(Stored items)

-----

PR #446, opened 2025-02-10
chore: make `nolint` in its own line

cuixq:
Tweak the comments a bit to make it pass both the public and internal linters.

### DIFF
--- a/.golangci.yaml
+++ b/.golangci.yaml
@@ -60,7 +60,7 @@ linters:
 #    - nilnil
 #    - nlreturn
 #    - noctx
-#    - nolintlint
+    - nolintlint
 #    - nosprintfhostport
 #    - perfsprint
 #    - prealloc
--- a/.golangci.yaml
+++ b/.golangci.yaml
@@ -60,7 +60,7 @@ linters:
 #    - nilnil
 #    - nlreturn
 #    - noctx
-    - nolintlint
+#    - nolintlint
 #    - nosprintfhostport
 #    - perfsprint
 #    - prealloc
--- a/artifact/image/whiteout/whiteout.go
+++ b/artifact/image/whiteout/whiteout.go
@@ -40,7 +40,8 @@ func Files(scalibrfs scalibrfs.FS) (map[string]struct{}, error) {
 
 	err := fs.WalkDir(scalibrfs, ".", func(path string, d fs.DirEntry, err error) error {
 		if err != nil {
-			// nolint:nilerr // Continue walking if there is an error.
+			// Continue walking if there is an error.
+			//nolint:nilerr
 			return nil
 		}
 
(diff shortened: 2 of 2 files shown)


G-Rath:
`nolintlint` is a pretty good lint for helping managing our linting so I'm pretty against turning it off - in saying that, are you sure you've not missed something? as we have other `//nolint` comments in the codebase that have not been flagged as an issue, and my understanding is that it's based on Go comment directives which are required to have no space between the comment slashes and the text, so I don't see how you can require a space in _all_ comments?

This is the only `//nolint` that has a message, so I'm thinking maybe the internal linter is designed to ignore Go comment directives which it identifies based on a space - so changing the comment in question to have it's explainer on a dedicated line might be the fix

i.e. instead of

```
//nolint:nilerr // continue walking if there is an error
```

do this

```
// continue walking if there is an error
//nolint:nilerr
```

cuixq:
From my experience working on https://github.com/google/osv-scalibr/pull/399, `//nolint:nilerr` will still break the internal checker so that's why I added a space in [this commit](https://github.com/google/osv-scalibr/pull/399/commits/a53dbf9e6f12fcd6a8f85f13831859e97c9c3c9b).

G-Rath:
but then why isn't it complaining about the other `//nolint` comments in the codebase?

```
osv-scalibr on  main [?] via 🐹 v1.23.4 via  v20.11.0
❯ rg nolint
testing/extracttest/errors.go
25://nolint:errname

binary/cdx/cdx_test.go
31://nolint:gochecknoinits

testing/fakeextractor/fake_extractor_test.go
145:            //nolint:containedctx

internal/datasource/http_auth.go
210:            ha1 := md5.Sum([]byte(auth.Username + ":" + realm + ":" + auth.Password)) //nolint:gosec
219:                    ha1 = md5.Sum(b.Bytes()) //nolint:gosec
233:            ha2 := md5.Sum([]byte(req.Method + ":" + uri)) //nolint:gosec
250:            response := md5.Sum(b.Bytes()) //nolint:gosec

artifact/image/whiteout/whiteout.go
42:                     //nolint:nilerr // continue walking if there is an error

detector/list/list.go
71://nolint:gochecknoinits

extractor/filesystem/filesystem.go
241:    //nolint:containedctx

extractor/filesystem/list/list.go
229://nolint:gochecknoinits

extractor/standalone/list/list.go
69://nolint:gochecknoinits
```

cuixq:
the two `nolint` in `http_auth.go` is actually commented out and other `nolint` is either just above a func/sturct or under - not sure if this is why. I cannot find the internal link to the rule that reports the space in a comment. we can try the fix that you proposed and see if it is accepted internally.

another-rex (approved):
Lets see if this works.

cuixq:
good news - it is working internally!

G-Rath (approved):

-----

▶ _Task directions_
Using the entries shown above, reproduce verbatim the lines from the line bearing "--- a/artifact/image/whiteout/whiteout.go" to the line bearing "in _all_ comments?", inclusive.

▶ _Answer below_
--- a/artifact/image/whiteout/whiteout.go
+++ b/artifact/image/whiteout/whiteout.go
@@ -40,7 +40,8 @@ func Files(scalibrfs scalibrfs.FS) (map[string]struct{}, error) {
 
 	err := fs.WalkDir(scalibrfs, ".", func(path string, d fs.DirEntry, err error) error {
 		if err != nil {
-			// nolint:nilerr // Continue walking if there is an error.
+			// Continue walking if there is an error.
+			//nolint:nilerr
 			return nil
 		}
 
(diff shortened: 2 of 2 files shown)


G-Rath:
`nolintlint` is a pretty good lint for helping managing our linting so I'm pretty against turning it off - in saying that, are you sure you've not missed something? as we have other `//nolint` comments in the codebase that have not been flagged as an issue, and my understanding is that it's based on Go comment directives which are required to have no space between the comment slashes and the text, so I don't see how you can require a space in _all_ comments?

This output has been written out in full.